Perdi um amigo que me ajudou a lutar nos dias mais
difíceis
Escrevo em choque
pela descoberta de que aquele homem tão amável e humano já não está mais aqui.
Fazia tempo que eu não tinha notícias dele. Ficamos
amigos um tempo depois que saí da minha primeira internação.
Ele era psiquiatra na clínica em que eu estava e lá exerceu um papel muito
importante para mim.
Fiquei feliz ao receber a notificação de seu aniversário,
por meio do Facebook, logo de manhã, quando peguei o celular. Resolvi entrar
para mandar parabéns.
Na página, em vez de cumprimentos, havia homenagens: ele
tinha morrido no final do ano passado.
Escrevo tudo isso meio em choque porque ele foi um
apoio num momento muito difícil da minha
vida. Não sei muito bem expressar o que senti.
Passou um filme na
minha cabeça (um clássico quando a gente sabe que alguém morreu, mas nem por
isso um clichê).
Na primeira noite da internação, tive dificuldade
para dormir e fiquei lendo ao lado da sala dos médicos.
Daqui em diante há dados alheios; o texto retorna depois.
PR #214, opened 2021-02-06
Upload stories endpoint

### LINKED ISSUE #206: Story Upload - Backend
- add any fields that are currently missing (yt link, etc..)

- define the API for story upload  POST request
  - { 
       'video_url': yt_link,
       ....
     }

- adding logic to upload image that was given from frontend to S3 
   - look at @Shehryar21  pr to see how this is done
  
- create author in the author table if one does not already exist for the story

- To add tags to stories
   - how to store these in the backend (an array of tags per story)
  - keep a separate table in the backend for tags (one column is story id and second column is the tag -> primary key (story_id, tag))

- Convert regular youtube link to embed url (i.e https://www.youtube.com/watch?v=ao6jHx27gB8 -> https://www.youtube.com/embed/ao6jHx27gB8

Post Request Body Format
------------------------------------

Sending data as Form-Data
image: [file],
video_url: "",
title: "",
content: "",
summary: "",
author_first_name: "",
author_last_name: "",
author_country: "",
year: "",
current_city: "",
bio: "",
tags, []

Each tag would be added to another table with the story id and tag name.

Shehryar21:
Created a new endpoint (story). I made a new one instead of changing the existing stories endpoint. This adds a new story and also uploads image to s3. If author is not present, it creates the new author as well.
Partially closes #206


restapi/stories.go
```diff
@@ -72,6 +80,106 @@ func (api api) CreateStories(w http.ResponseWriter, r *http.Request) render.Rend
 	return rest.MsgStatusOK("Stories added successfully")
 }
 
+func (api api) CreateStoriesFormData(w http.ResponseWriter, r *http.Request) render.Renderer {
+
+	awsAccessKeyID := os.Getenv("B2_KEY_ID")
+	awsSecretAccessKey := os.Getenv("B2_APP_KEY")
+	s3Config := &aws.Config{
```
AbhiPrasad: lets move all constants outside of the endpoint. We can add them to the api interface in case other route handlers want access to them.

Constants: `awsAccessKeyID`, `awsSecretAccessKey`, `s3Config`

restapi/stories.go
```diff
@@ -72,6 +80,106 @@ func (api api) CreateStories(w http.ResponseWriter, r *http.Request) render.Rend
...
+		Credentials:      credentials.NewStaticCredentials(awsAccessKeyID, awsSecretAccessKey, ""),
+		Endpoint:         aws.String(os.Getenv("BUCKET_ENDPOINT")),
+		Region:           aws.String(os.Getenv("BUCKET_REGION")),
+		S3ForcePathStyle: aws.Bool(true),
+	}
+	newSession, err := session.NewSession(s3Config)
+	if err != nil {
+		return rest.ErrInvalidRequest(api.logger, "Error connecting with AWS S3 Bucket", err)
+	}
+	s3Client := s3.New(newSession)
```
AbhiPrasad: Can we extract the s3 logic into a helper?

restapi/stories.go
```diff
@@ -72,6 +80,106 @@ func (api api) CreateStories(w http.ResponseWriter, r *http.Request) render.Rend
...
+	file, h, err := r.FormFile("image")
+	if err != nil {
+		return rest.ErrInvalidRequest(api.logger, "Error getting the image.", err)
+	}
+
+	defer file.Close()
```
AbhiPrasad: Why the defer? It's a long function anyway so can we just close the file after it's uploaded?

restapi/stories.go
```diff
@@ -72,6 +80,106 @@ func (api api) CreateStories(w http.ResponseWriter, r *http.Request) render.Rend
...
+		Body:          fileBytes,
+		Bucket:        bucket,
+		Key:           aws.String(h.Filename),
+		ContentLength: aws.Int64(size),
+		ContentType:   aws.String(fileType),
+	})
+	if err != nil {
+		return rest.ErrInvalidRequest(api.logger, "Error uploading file to s3", err)
+	}
+	resp := "https://" + os.Getenv("BUCKET_NAME") + ".s3.us-west-000.backblazeb2.com/" + h.Filename
```
AbhiPrasad: prefer `fmt.sprintf` over string concatenation with `+`

restapi/stories.go
```diff
@@ -72,6 +80,106 @@ func (api api) CreateStories(w http.ResponseWriter, r *http.Request) render.Rend
...
+			}
+		}
+		return rest.ErrInternal(api.logger, err)
+	}
+
+	story.ImageURL = resp
+	story.Title = r.FormValue("title")
+	story.Content = r.FormValue("content")
+	story.CurrentCity = r.FormValue("current_city")
+	i, err := strconv.ParseUint(r.FormValue("year"), 10, 64)
```
AbhiPrasad: Let's use a more descriptive variable then `i`?

restapi/stories.go
```diff
@@ -72,6 +80,106 @@ func (api api) CreateStories(w http.ResponseWriter, r *http.Request) render.Rend
...
+	story.Summary = r.FormValue("summary")
+	city := story.CurrentCity
+	coordinates, err := api.locationFinder.GetCityCenter(city)
+	if err != nil {
+		return rest.ErrInvalidRequest(api.logger, "Story has an invalid current city", err)
+	}
+	story.Latitude = randomCoords(coordinates.Latitude)
+	story.Longitude = randomCoords(coordinates.Longitude)
+	//regex to find youtube video id
+	re := regexp.MustCompile(`(?:youtube\.com\/(?:[^\/]+\/.+\/|(?:v|e(?:mbed)?)\/|.*[?&]v=)|youtu\.be\/)([^"&?\/\s]{11})`)
```
AbhiPrasad: regex is constant, we can move it outside function.

restapi/stories.go
```diff
@@ -72,6 +80,106 @@ func (api api) CreateStories(w http.ResponseWriter, r *http.Request) render.Rend
...
+	videoURL := r.FormValue("video_url")
+	match := re.FindAllStringSubmatch(videoURL, 2)
```
AbhiPrasad: extract regex logic into helper function

restapi/stories.go
```diff
@@ -72,6 +80,106 @@ func (api api) CreateStories(w http.ResponseWriter, r *http.Request) render.Rend
...
+
+	story.VideoURL = "https://www.youtube.com/embed/" + match[0][1]
```
AbhiPrasad: Move `https://www.youtube.com/embed/` into constant

AbhiPrasad (changes requested):
1st pass review.

If you want anything clarified, DM me, we can hop on a call.

restapi/stories.go
```diff
@@ -72,6 +80,106 @@ func (api api) CreateStories(w http.ResponseWriter, r *http.Request) render.Rend
...
+				return rest.ErrInvalidRequest(api.logger, "Unknown origin country", nil)
+			}
+			if err := api.database.Create(&author).Error; err != nil { //Adding author
+				return rest.ErrInternal(api.logger, err)
+			}
+		}
+		return rest.ErrInternal(api.logger, err)
+	}
+
+	story.ImageURL = resp
```
nimwijetunga: some of these fields can be optional (i.e they may not always appear in the api request) so you will need to make sure this logic still works

nimwijetunga: Optional fields include: author bio, tags and youtube link

restapi/stories.go
nimwijetunga: this logic should be wrapped in an if b/c the link may not always be present

restapi/stories.go
```diff
@@ -72,6 +80,106 @@ func (api api) CreateStories(w http.ResponseWriter, r *http.Request) render.Rend
...
+	resp := "https://" + os.Getenv("BUCKET_NAME") + ".s3.us-west-000.backblazeb2.com/" + h.Filename
+
+	var story models.Story
+	var author models.Author
+	author.FirstName = r.FormValue("author_first_name")
+	author.LastName = r.FormValue("author_last_name")
+	author.OriginCountry = r.FormValue("author_country")
+	author.Bio = r.FormValue("bio")
+
+	errAuthor := api.database.First(&author).Error
```
nimwijetunga, line 144: this might be a common thing to do (i.e find an author given a struct) so maybe create a function in the models file that does this and call it here

restapi/stories.go
```diff
@@ -72,6 +80,106 @@ func (api api) CreateStories(w http.ResponseWriter, r *http.Request) render.Rend
 	return rest.MsgStatusOK("Stories added successfully")
 }
 
+func (api api) CreateStoriesFormData(w http.ResponseWriter, r *http.Request) render.Renderer {
+
+	awsAccessKeyID := os.Getenv("B2_KEY_ID")
```
nimwijetunga: are these keys already in heroku? If not add them please

AbhiPrasad:
Also we should write table tests for this (https://github.com/golang/go/wiki/TableDrivenTests), but we can do that after this PR gets merged in.

restapi/api.go
```diff
@@ -37,7 +37,7 @@ func Router(db *gorm.DB, locationFinder location.LocationFinder) (http.Handler,
 		rest.GetHandler(r, "/story/{storyID}", api.ReturnStoryByID)
 		rest.GetHandler(r, "/authors/origin_countries", api.ReturnAllCountries)
 		rest.PostHandler(r, "/login", api.Login)
-
+		rest.PostHandler(r, "/stories_formdata", api.CreateStoriesFormData)
```
nimwijetunga: Can you put this under PrivateAPI we don't want people to add stories until we finish auth

restapi/stories.go
nimwijetunga: +1

nimwijetunga (changes requested):

restapi/stories.go
Shehryar21: image
you mean this api interface in api.go right?

restapi/stories.go
Shehryar21: Is the Frontend doing any data validation making sure that link is a valid youtube link, or should i check in the backend

restapi/stories.go
AbhiPrasad: yup

Shehryar21: would it be better to just have s3Config as a constant since keyId and SecretKey are used in s3config anyways

restapi/stories.go
Shehryar21: I remember we had a discussion where we might plan to change the filesize. In that case, wouldnt i need to defer it?

restapi/stories.go
AbhiPrasad: yup, agree.

restapi/stories.go
AbhiPrasad: Ah yeah true, I guess there is no harm in keeping it for now.

restapi/stories.go
AbhiPrasad: we should always prioritize validation on the backend, never trust what a client sends you.

Being paranoid >>>>

restapi/stories.go
Shehryar21: why in the models file?

restapi/stories.go
Shehryar21: Some of them werent there (E.g bucket name), I added them

restapi/api.go
Shehryar21: Should I put under Private after Auth is done. Might be easier to test and integrate with Frontend cuz i believe we are removing old auth anyways

AbhiPrasad: wait why are we calling the endpoint `stories_formdata`? Shouldn't we just be POSTing on `stories`?

restapi/stories.go
```diff
@@ -72,6 +83,115 @@ func (api api) CreateStories(w http.ResponseWriter, r *http.Request) render.Rend
...
+		ContentType:   aws.String(fileType),
+	})
+	if err != nil {
+		return "", fmt.Errorf("Could not upload to S3")
+	}
+	return fmt.Sprintf("https://%s.s3.us-west-000.backblazeb2.com/%s", os.Getenv("BUCKET_NAME"), name), nil
+}
+
+func convertYoutubeURL(originalURL string) (string, error) {
+	re := regexp.MustCompile(youtubeRegex)
```
AbhiPrasad, line 117: I think we can make this a constant as well and move it outside of the function to the top of the file.

restapi/stories.go
```diff
@@ -72,6 +83,115 @@ func (api api) CreateStories(w http.ResponseWriter, r *http.Request) render.Rend
...
+	match := re.FindAllStringSubmatch(originalURL, 2)
+	if len(match) == 0 {
+		return "", fmt.Errorf("Invalid Youtube Link")
+	}
+	return youtubeEmbedURL + match[0][1], nil
```
AbhiPrasad: Prefer `fmt.Sprintf`

restapi/stories.go
```diff
@@ -72,6 +83,115 @@ func (api api) CreateStories(w http.ResponseWriter, r *http.Request) render.Rend
...
+}
+
+func (api api) CreateStoriesFormData(w http.ResponseWriter, r *http.Request) render.Renderer {
+
+	file, h, err := r.FormFile("image")
+
+	if err != nil {
+		return rest.ErrInvalidRequest(api.logger, "Error getting the image.", err)
+	}
+	res, err := api.s3upload(file, h.Size, h.Filename)
```
AbhiPrasad: Let's name this `image_url` instead of res.

restapi/stories.go
```diff
@@ -72,6 +83,115 @@ func (api api) CreateStories(w http.ResponseWriter, r *http.Request) render.Rend
 	return rest.MsgStatusOK("Stories added successfully")
 }
 
+func (api api) s3upload(file multipart.File, size int64, name string) (string, error) {
```
AbhiPrasad: nit: Let's call this function `uploadImageTos3`, make it more detailed

restapi/stories.go
```diff
@@ -72,6 +83,115 @@ func (api api) CreateStories(w http.ResponseWriter, r *http.Request) render.Rend
...
+		return rest.ErrInternal(api.logger, err)
+	}
+
+	story.ImageURL = res
+	story.Title = r.FormValue("title")
+	story.Content = r.FormValue("content")
+	story.CurrentCity = r.FormValue("current_city")
+	year, err := strconv.ParseUint(r.FormValue("year"), 10, 64)
+	if err != nil {
+		return rest.ErrInvalidRequest(api.logger, "Error parsing year field", nil)
```
AbhiPrasad:
```suggestion
		return rest.ErrInvalidRequest(api.logger, "Error parsing year field", err)
```

restapi/stories.go
```diff
@@ -72,6 +83,115 @@ func (api api) CreateStories(w http.ResponseWriter, r *http.Request) render.Rend
...
+func convertYoutubeURL(originalURL string) (string, error) {
+	re := regexp.MustCompile(youtubeRegex)
+	match := re.FindAllStringSubmatch(originalURL, 2)
+	if len(match) == 0 {
+		return "", fmt.Errorf("Invalid Youtube Link")
+	}
+	return youtubeEmbedURL + match[0][1], nil
+}
+
+func (api api) CreateStoriesFormData(w http.ResponseWriter, r *http.Request) render.Renderer {
```
AbhiPrasad, line 125: hmm, what happens if we get an array of stories in this endpoint? Shouldn't we be looping through the array?

AbhiPrasad (commented):
Almost there :)

restapi/stories.go
nimwijetunga: i feel like any methods where we query the model given some parameters should live in a specific file so they can be reused (I think the models file is the most sensible unless you can think of somewhere else?)

Shehryar21: How about in the authors.go file since all the code related to authors is in that file?

restapi/api.go
Shehryar21: So i did not want to change the existing endpoint, which is why created a new one. Also the difference between these two is that `stories_formdata` (we can call it smth else or if we decide to get rid of the previous one, we can just call it stories) request payload is a formdata where as `stories` endpoint is a json. Also `stories_formdata` creates a single story, not sure how you would pass in a array of formdata. And looking at our use case, submitting a form on the Frontend would create just one story.

AbhiPrasad: I think we should just make the frontend send as `application/json` instead of form data, and make the endpoints JSON only.

Shehryar21: How would the FE pass in the image file in json (base64 encoding??) not sure how we would convert that in the backend but i can take a look at that if thats what we plan on doing. With form data, FE is just passing the image file directly.

AbhiPrasad: I mean the image file is just a byte array, so it can be accessed the same way in the JSON object iirc. 

I guess if it's too complicated we can leave it as is.

restapi/stories.go
Shehryar21: I dont think regex.MustCompile can be initialized as a constant

restapi/api.go
Shehryar21: `file, h, err := r.FormFile("image")` This is how it reads the file from formdata. If its json, it would not be like this

restapi/stories.go
```diff
@@ -129,7 +129,7 @@ func (api api) CreateStoriesFormData(w http.ResponseWriter, r *http.Request) ren
 	if err != nil {
 		return rest.ErrInvalidRequest(api.logger, "Error getting the image.", err)
 	}
-	res, err := api.s3upload(file, h.Size, h.Filename)
+	ImageURL, err := api.uploadImageTos3(file, h.Size, h.Filename)
```
AbhiPrasad:
```suggestion
	imageURL, err := api.uploadImageTos3(file, h.Size, h.Filename)
```

prefer lowercase here

AbhiPrasad (approved):
lgtm if it works after testing

nimwijetunga (approved):
lgtm (as long as it works after testing with Hanlin)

Tudo me parecia
nebuloso, incerto, triste.
Ele se aproximou, estava de plantão, e eu tinha
certeza de que ia levar uma bronca por não estar na cama. Mas não.
Paulo me perguntou o que eu estava lendo e por que
estava internada. Se mostrou humano, o primeiro a me passar um calor que não
senti em nenhum momento naquele dia infernal.
É comum, pelo menos aconteceu
comigo em todas as internações pelas quais passei, que as pessoas que trabalham
na clínica tratem mal os internos.
Eu entendo, pelo menos no meu caso: alcoólatra na ativa,
era muito manipuladora e usava da sedução para conseguir as coisas —
não falo da sedução sexual, que é a primeira coisa que nos ocorre quando vemos
a palavra.
Não, aquela sedução dos sorrisos e piscadelas invisíveis de
cumplicidade.
Numa clínica, todos têm expertise desse traço dos internos e
precisam se blindar.
Naquela noite, conversamos um pouco. Fiquei
aliviada e consegui dormir. O dia seguinte, a primeira manhã na internação, foi
puxado.
Acordei com a sensação de não saber onde estava, até que aos poucos fui
me dando conta. Eu tinha chegado ao começo do fim de uma adicta: a internação.
Não tinha fome, não tinha vontade de nada, não via pessoas sorrindo pra mim.
Mas fui em frente e comecei a comer um
pouco porque era obrigada. Paulo entrou, acenou para mim e disse:
"Aguenta firme, menina." Entendi que seu plantão tinha acabado.
Aquela semana na clínica foi difícil, dias muito
solitários, e eu fiquei esperando pelo plantão dele, que eu achava que iria me
tranquilizar.
De fato, quando ele apareceu, foi logo perguntando: "Você
ainda está aqui?" O dono da clínica tinha me impedido de sair (uma longa
história sobre clínicas de recuperação, conto mais outro dia). Paulo lutou pelo
meu caso. Prescreveu antietanol e
liberou minha saída.
Comecei a engrenar, entrei em recuperação e muito
tempo depois daquela primeira internação eu o encontrei por acaso, na rua.
Morávamos no mesmo bairro.
E, como já não havia um elo paciente/ médico,
ficamos amigos. Marcamos café, almoço, essas coisas.
Como disse, eu estava entrando nos eixos. Ele,
sempre muito amável, muito humano, ao contrário, atravessava momentos bem
críticos e começou a beber demais.
Além da bebida, passou a tomar comprimidos em excesso. Tenho áudios dele com a
voz mole, falando coisas sem sentido.
Nos distanciamos, e eu nunca mais entrei
no Facebook por medo das fotografias e das coisas que já escrevi naquela rede
social.
No dia do aniversário dele, entrei feliz para
mandar mensagem, saí triste com a notícia de que ele se foi. Parece que foi do
coração. Um homem muito sensível que talvez não tenha aguentado o tranco da
vida.
Não sou nem eu que falo isso, ele me dizia que a vida era muito pesada
para ele.
E ela é, mas tenho cada vez mais convicção de que
quem sente demais não pode se entorpecer, muito pelo contrário. Precisa buscar
a lucidez.
Os alteradores de humor prejudicam o emocional, misturam a
capacidade de discernimento. Hoje foi um dia triste, perdi um companheiro que
me ajudou a lutar e que, tenho certeza, ajudou muitas outras pessoas também.